(Stored items)
------------------------------------------------

PR #1034, opened 2023-01-29
replace "no answer found for" by "no mock found for"

ELBEQQAL94:
it's a misleading error for beginners.


Raibaz:
I don't think this is correct; you can have a mock defined for an object but no answer for a method, and this exception is being thrown when no answer is defined, so the existing message is right.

------------------------------------------------

After reading the entries above, state the number of lines that contain the word "answer", adding nothing else.

[RESPONSE FOR THIS EXERCISE]:
2